Incidentally, in the above embodiment, a case has been described in which the source region 52 of the first standard cell 31 and the source region 25 of the second standard cell 44 have the same shape.
The shape is not limited to this, as long as the shape of the dovetails is the same.

In the above embodiment, a case has been described in which the cell is composed of two types of standard cells, but the present invention is not limited to this, and the cell may be composed of three or more types of standard cells. However, source regions having substantially the same shape must be symmetrically provided on opposite sides of adjacent cells.

In the above embodiment, a case has been described in which the source regions of the P-channel region related to the first standard cell are provided on both sides of the cell, but the present invention is not limited to this, and even when the source regions are provided on the right side of the cell. Similarly, a source region may also be provided on the right side of the second standard cell.

In the above embodiment, a case was described in which two types of standard cells are arranged so that a part of their respective outer frames coincide with each other on opposite sides. An example of the semiconductor integrated circuit device is the one shown in FIG. In this device, the first standard cell 31 shown in FIG. 2 and the second standard cell 41 shown in FIG. It is a close-up of the According to the apparatus shown in FIG. 7, although it is inferior to the above embodiment,
Compared to the conventional method, the cell width can be reduced by the amount of void.

〔Effect of the invention〕

As described in detail above, according to the present invention, it is possible to provide a semiconductor integrated circuit device that can improve the degree of integration of the entire chip.

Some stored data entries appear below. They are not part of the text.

PR #1264, opened 2019-09-19
Moving untranslated strings to locale #167847832

software-project:
https://www.pivotaltracker.com/n/projects/1405352/stories/167847832


app/assets/javascripts/listings/components/browse-listings.html.slim
```diff
@@ -9,17 +9,17 @@ header.lead-header ng-if="$ctrl.parent.hasEligibilityFilters()"
...
       .results-header
         p.results-header_values
-          | For
+          | {{'t.for' | translate}}
           strong
             '  {{$ctrl.eligibilityFilters.household_size}}
           ' {{$ctrl.eligibilityFilters.household_size == 1 ? 'person ' : 'people '}}
           span ng-if="$ctrl.eligibilityFilters.children_under_6 && $ctrl.eligibilityFilters.children_under_6 > 0"
-            ' (including
+            ' ({{'t.including' | translate}}
```
akegan: This part might be a bit complicated because the order of words and phrases don't always match up in different languages. I'll take a look at this bit in particular and ask for advice from a chines-language speaker

app/assets/javascripts/listings/components/listing/features-section.html.slim
```diff
@@ -72,26 +71,22 @@ accordion-heading
...
+          span.t-small translate="listings.features.deposit"
           p.t-delta.no-margin.t-bold
             | {{::$ctrl.parent.listing.Deposit_Min | currency:"$":0}}
             span ng-if="$ctrl.parent.listing.Deposit_Max && $ctrl.parent.listing.Deposit_Max != $ctrl.parent.listing.Deposit_Min"
               | &ndash;{{ $ctrl.parent.listing.Deposit_Max | currency:"$":0 }}
-          span.content-label.t-small
-            | or one month's rent
-          span.t-tiny.d-block ng-if="$ctrl.listingIsBMR()"
-            | May be higher for lower credit scores
+          span.content-label.t-small translate="listings.features.or_one_months_rent"
```
akegan: this bit might be tough too

app/assets/javascripts/listings/templates/listing/_income-table.html.slim
```diff
@@ -2,9 +2,9 @@
   table role="grid"
     thead
       tr
-        th scope="col"  household size
-        th scope="col"  maximum income/month
-        th scope="col"  maximum income/year
+        th scope="col"  {{'t.household_size' | translate}}
+        th scope="col"  {{'t.maximum' | translate}} {{'t.income_month' | translate}}
```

[Brief explanation of the drawing]

FIG. 1 is a pattern plan view of a semiconductor integrated circuit device according to an embodiment of the present invention, and FIG. 2 is a top view of a first standard cell according to the same device. FIG. 3 is a pattern plan view of a second standard cell related to the same device, FIG. 4 is a no+turn plan view of a first standard cell related to a conventional semiconductor integrated circuit device, and FIG. 5 is a pattern plan view related to the same device. FIG. 6 is a pattern plan view of a conventional semiconductor integrated circuit device, and FIG. 7 is a pattern plan view of an improved semiconductor integrated circuit device. It is a turn top view. 2...P channel area, 3...N channel area, 5
,．． 52.9,25,29...source area, 6°70
．． 26.30...Drain region, 21-7. . 271-274...Contact hole, 11,3
J..."') % pole, 41 * 51... standard cell, 44.54... outer frame, 42, 43,
52.53... Gold layer. Fig. 1 43 '33 @2 Fig. 3 Fig. 4 Fig. 5 Fig. 12 3z Fig. 6 Ii! Figure 7

Claims (2)

[Claims] (1) In a semiconductor integrated circuit device formed by using a cell library of MOS circuits consisting of logic blocks registered in advance on a graphic processing device, and performing automatic placement and wiring by an electronic computer based on predetermined connection information. , a diffusion layer serving as a power supply potential provided on at least one of the left and right sides, a metal layer serving as a power supply potential or a ground potential connected to this diffusion layer via at least one contact hole, and passing through the center of the contact hole. 1. A semiconductor integrated circuit device comprising a plurality of standard cells each having an outer frame arranged so that a part of the outer frame of each cell coincides with the opposite side. (2) A semiconductor integrated circuit device according to claim 1, characterized in that diffusion layers serving as a power supply potential are provided on both sides of the standard cell.